During most of my “quiet times” at night, lately He’s shown me a specific psalm to read. He usually ends up sending me to a psalm or a verse/passage that described my day. During that particular Julio-Iglesias evening, He led me to Psalm 42 (which is significant to me because that’s my age), and verse 5 jumped out at me: “The Lord will command His lovingkindness in the daytime, and in the night His SONG shall be with me.” Because He sang over me.

He knows exactly where I am. He knows exactly what I need. He knows me.

“Who is this coming up from the wilderness, leaning upon her beloved?” (Song of Solomon 8:5a)

In these days as I’m wrapping up a season of sorts, my prayer is that I’ll come out of the wilderness leaning on my Beloved.
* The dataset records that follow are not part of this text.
PR #256, opened 2022-06-06
Edit user profile

nradkova:
- New endpoints and services in the account module in order to enable users to change their password and personal info, as well as to delete/disable their account. 
- The functionality of updating users is for both PersonService and AuthService.
- The delete account request does not actually delete the user in Keycloak, just makes him `enabled:false`.


apps/api/src/account/account.controller.ts
```diff
@@ -34,7 +35,45 @@ export class AccountController {
     @AuthenticatedUser() user: KeycloakTokenParsed,
     @Body() data: UpdatePersonDto,
   ) {
-    return await this.accountService.updateUserProfile(user.sub as string, data)
+    let person: Person | null = null
+    try {
+      person = await this.accountService.updateUserProfile(user, data)
+    } catch (err) {
+      Logger.warn(`Failed to update user with keycloakId ${user.sub}`)
```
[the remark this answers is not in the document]
nradkova: Thanks for your comment. I've fixed the errors.

apps/api/src/account/account.service.ts
```diff
@@ -1,13 +1,30 @@
...
 @Injectable()
 export class AccountService {
-  constructor(private prismaService: PrismaService) {}
+  constructor(private authService: AuthService) {}
+
+  async updateUserProfile(
+    user: KeycloakTokenParsed,
+    data: UpdatePersonDto,
+  ): Promise<Person | null> {
+    return await this.authService.updateUser(user.sub as string, data)
```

I don’t want to leave this season bitterly. I don’t want to leave this season defensively. I don’t want to leave this season fearfully. I want to leave this season in love with and in awe of the One who has lovingly taken care of me every step of the way.

Wasn’t that the whole point of God taking the Israelites through the wilderness in the first place? So that they could worship Him? Maybe He wanted them to learn how to love Him. That’s what happens when you’re dependent on Someone to feed you your next meal or lead you to your next destination -- in a place where the conditions are so harsh that you would surely die otherwise.

You bond with them forever.

Sometimes I wonder if I’m crazy for putting myself through all this. I wonder if I’m just being foolish or immature. But what if I actually heard God? What if I’m actually just obeying Him? What if I’m really just following Him? What if He’s actually leading me very meticulously through very rough terrain? And what if this is my one chance to get it right?

Knowing that other people have gone through similar rough patches helps me to validate my own. Seeing how I’ve grown to patiently interact with my little exotic dancer helps me to understand how God patiently interacts with me whenever I go a little crazy. Hearing God sing over me in the wilderness just makes it all worth it.

You gotta go through the wilderness to get to the promised land. Ain’t no way around that. Just hold tight to the One who knows the way.